President Obama’s Department of Justice drew the blueprint that the Trump administration can use to hunt down leakers.
President Trump’s attorney general, former Senator Jeff Sessions, said Friday that the Department of Justice will review subpoena policies regarding media outlets, but the basis for the possible policy change came from the Obama administration.
According to a New York Times piece, media advocates are worried about the precedent that the Obama administration set:
When Mr. Obama was elected in 2008, press freedom groups had high expectations for the former constitutional law professor, particularly after the press had suffered through eight years of bitter confrontation with the Bush administration. But today, many of those same groups say Mr. Obama’s record of going after both journalists and their sources has set a dangerous precedent that Mr.
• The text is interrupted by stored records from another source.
PR #186, opened 2025-07-03
feat: skipped l1 messages bitmap

greged93:
Makes use of the skipped L1 messages bitmap provided during the batch commit call in the derivation pipeline.


frisitano (approved):
LGTM

PR #189, opened 2025-07-03
feat: support directly forward transactions to sequencer

yiweichi:
Counterpart of l2geth https://github.com/scroll-tech/go-ethereum/pull/1208.
Related Reth PR: https://github.com/scroll-tech/reth/pull/265

Added a new flags on NetworkArgs.
`network.sequencer-url`: This will be passed to `ScrollEthApiBuilder`,  If not None, Reth will forward transactions to sequencer's RPC directly.

### DIFF
--- a/Cargo.toml
+++ b/Cargo.toml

Trump can easily exploit. “Obama has laid all the groundwork Trump needs for an unprecedented crackdown on the press,” said Trevor Timm, executive director of the nonprofit Freedom of the Press Foundation.
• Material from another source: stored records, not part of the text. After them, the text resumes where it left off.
PR #191, opened 2025-07-09
chore: revm v78 update

frisitano:
# Overview
Merge revm-v78 upstream changes.


frisitano:
Accidentally pushed directly to main. No need to revert the commit as it passes and is green - https://github.com/scroll-tech/rollup-node/commit/62997c128c3dc2e82da37b2114965fe558211362. Repo owner should review the repository rules to ensure we can't push to main via SSH git cli but still allow bypass in web app. cc @Thegaram

PR #221, opened 2025-07-27
fix: update reth to add block payload size validation

yiweichi:
This PR is for Issue: https://github.com/scroll-tech/reth/issues/281

Related PR: https://github.com/scroll-tech/reth/pull/287
The Reth repo PR adds a new limit block_da_size_limit when building a new block. Make sure we won't build a block that's too large to be able to put into a Ethereum blob.


crates/node/src/constants.rs
```diff
@@ -13,6 +13,9 @@ pub(crate) const DEFAULT_BLOCK_TIME: u64 = 1000;
 /// The default payload building duration in milliseconds for the sequencer.
 pub(crate) const DEFAULT_PAYLOAD_BUILDING_DURATION: u64 = 800;
 
+/// The default payload building duration in milliseconds for the sequencer.
```
frisitano, line 16: The comment should be updated to reflec the variable

frisitano (changes requested):
Looks good, left one comment inline.

frisitano (approved):
merge reth branch `feat-add-max-da-block-size`, repoint dep and lgtm

PR #226, opened 2025-07-31
feat: log ScrollChainConfig on node startup

### LINKED ISSUE #222: [Bin] Log `ScrollChainConfig` on node start up
Log the chain config on start up: 
https://github.com/scroll-tech/rollup-node/blob/53b3d1cbdcd029f88cff03fee7dda84f2593776b/crates/node/src/main.rs#L25-L41

haazdev:
## Description
Adds logging of the ScrollChainConfig during node launch as requested in issue #222.

## Changes
- Added logging inside the `launch_with_fn` closure in `main.rs`
- Logs the complete chain specification using debug formatting
- Provides operators visibility into chain configuration at startup

## Testing
- Code compiles successfully
- Clippy passes with no warnings
- Formatting is correct

Closes #222

### DIFF
--- a/crates/node/src/main.rs
+++ b/crates/node/src/main.rs
@@ -23,6 +23,9 @@ fn main() {
             let handle = builder
                 .node(ScrollRollupNode::new(args))
                 .launch_with_fn(|builder| {
+                    // Log ScrollChainConfig during node launch as requested in the issue
+                    let chain = &builder.config().chain;
+                    info!(target: "reth::cli", "ScrollChainConfig: {:?}", chain);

Dana Priest, a Pulitzer Prize-winning reporter for The Washington Post, added: “Obama’s attorney general repeatedly allowed the F.B.I. to use intrusive measures against reporters more often than any time in recent memory. The moral obstacles have been cleared for Trump’s attorney general to go even further, to forget that it’s a free press that has distinguished us from other countries, and to try to silence dissent by silencing an institution whose job is to give voice to dissent.”
Leaks have crippled the Trump White House since its inception in January. As a result, the president and his attorney general have redoubled their efforts to hunt down those inside the information providing confidential information to the press.
Sessions left open the possibility that law enforcement could subpoena journalists to acquire information their sources inside the administration. Doing so would revive the Obama-era policy that leakers are not to be tolerated and that law enforcement can extract information on leakers from journalists.